You should now see that the messages are processed once again, and that the offsets will again be committed, though this is triggered by our explicit calls to consumer.commit() this time.

Next, let us try what happens if we do not commit any offsets at all. Our test client supports this by setting the flag –no_commit

python3 python/consumer.py --reset
python3 python/consumer.py --no_commit
python3 python/consumer.py --no_commit

As expected, the second and third invocation both return the full set of data, as the offsets are never committed and the third invocation therefore starts at the same point at which the second invocation started.

Finally, it is instructive to see how several consumer interact. To set this, first reset all offsets again. Then, open a second terminal, start the consumer in the first terminal and then start a second consumer in the second window. The output should show you that

Initially, the first consumer will start to process both partitions
When the second consumer is started, the partitions will be revoked, and the corresponding listener is called for both consumers
Then, each of the two partitions will be assigned to one of the two consumers

Both consumers should now wait for data on their respective partition. If you now run the producer again to generate ten additional messages, you should nicely see that both consumers receive messages for their respective partitions in parallel.

This completes our discussion of consumers for the time being. There are a couple of points that we have not yet explored (like the manual assignment of partitions, different options for timeouts, the heartbeat thread which periodically sends a hearbeat to the Kafka group coordinator or consumers without consumer groups), but most of this is readily accessible in the Kafka documentation. In the next post, we will look at some patterns to read data from a Kafka topic and use it to maintain state in a relational database.
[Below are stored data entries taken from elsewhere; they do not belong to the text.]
PR #739, opened 2019-07-15
Implement permissive STUN URL parsing

### LINKED ISSUE #735: Make STUN URL parsing more permissive
## Summary

The STUN URL parser in the `ice` package is strict about not allowing URLs in the `stun:` scheme with a query, e.g `stun:global.stun.twilio.com:3478?transport=udp`, and returns `ErrSTUNQuery` if it finds one.

The current implementation of `configuration.go` rejects any URL that errors during parsing:
```go
url, err := ice.ParseURL(rawURL)
if err != nil {
    return nil, err
}
```

Both behaviours are technically correct, but they prevent apps from using ICE configuration generated by a third party without modification (unless the response is completely to spec), e.g. unmarshaling the response to a request to the Twilio Network Traversal API straight into the `Configuration`.

We could solve this by either implementing a more permissive parser that detects queries and strips them before returning the URL, or we could make `getICEServers` more resistant to invalid ICE server config by allowing it to omit invalid URLs, i.e. simply `continue` when we hit an error.

Either solution is more user friendly than a hard fail and could include appropriate WARN-level logging to notify the user that "something is wrong, but we're carrying on with what we've got anyway".

## Motivation

The suggested change would make it easier for users to work with non-compliant ICE server configurations without having to implement any parsing or sanitisation of their own.

The alternative is to leave the code as-is and leave it up to app developers to sanitise URLs before adding the `ICEServer` struct to the `Configuration`.

mchlrhw:
### Description
The parser included in the `ice` package strictly adheres to RFC 7064, however, this can be problematic when attempting to use ICE server URLs that were automatically generated by a third party.

Twilio, for example, has been seen to send the following in its list of ICE servers:

    stun:global.stun.twilio.com:3478?transport=udp

which would require user intervention to sanitise before passing to Pion.
This patch side-steps this aspect of `ice.ParseURL` by pre-stripping any queries that may be present so that we can allow URLs of this form.

#### Reference issue
Fixes #735


configuration_common.go
```diff
@@ -0,0 +1,29 @@
...
+// getICEServers side-steps the strict parsing mode of the ice package
+// (as defined in https://tools.ietf.org/html/rfc7064) by stripping any
+// erroneous queries from "stun(s):" URLs before parsing.
+func (c Configuration) getICEServers() (*[]*ice.URL, error) {
+	var iceServers []*ice.URL
+	for _, server := range c.ICEServers {
+		for _, rawURL := range server.URLs {
+			if strings.HasPrefix(rawURL, "stun") {
+				// strip the query from "stun(s):" if present
+				parts := strings.Split(rawURL, "?")
```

Learning Kafka with Python – producing data

As proud owners of a brand new Kafka installation, we are now ready to explore how applications interact with Kafka. Today, we will look at producers and understand how they write data to Kafka.

Basic design considerations

At first glance, writing data to Kafka sounds easy – connect to a Kafka broker and submit a message. However, there are some basic design considerations that are relevant when building a Kafka producer.

First, we have seen that Kafka stores the data in a topic in multiple partitions, and then each partition has a leader which is responsible for writing messages into the partition. Thus a producer needs to determine to which partition a message should be written and contact the responsible leader for this partition.

Defining the mapping of messages to partitions can be crucial for reliability and scalability of your application. Partitions determine how the application can scale horizontally, and we will learn later that partitions also determine to which extent consumers can scale. In addition, Kafka guarantees message order only within a partition. Specifically, if message A is written to partition before message B is written to the same partition, message A will receive a lower offset than B and will be read first by a (well behaving) consumer. This is no longer true if messages A and B are written to different partitions. Think of partitions as lanes on a highway – there is no guarantee that two cars entering the highway in a certain order but in different lanes will arrive at the destination in the same order.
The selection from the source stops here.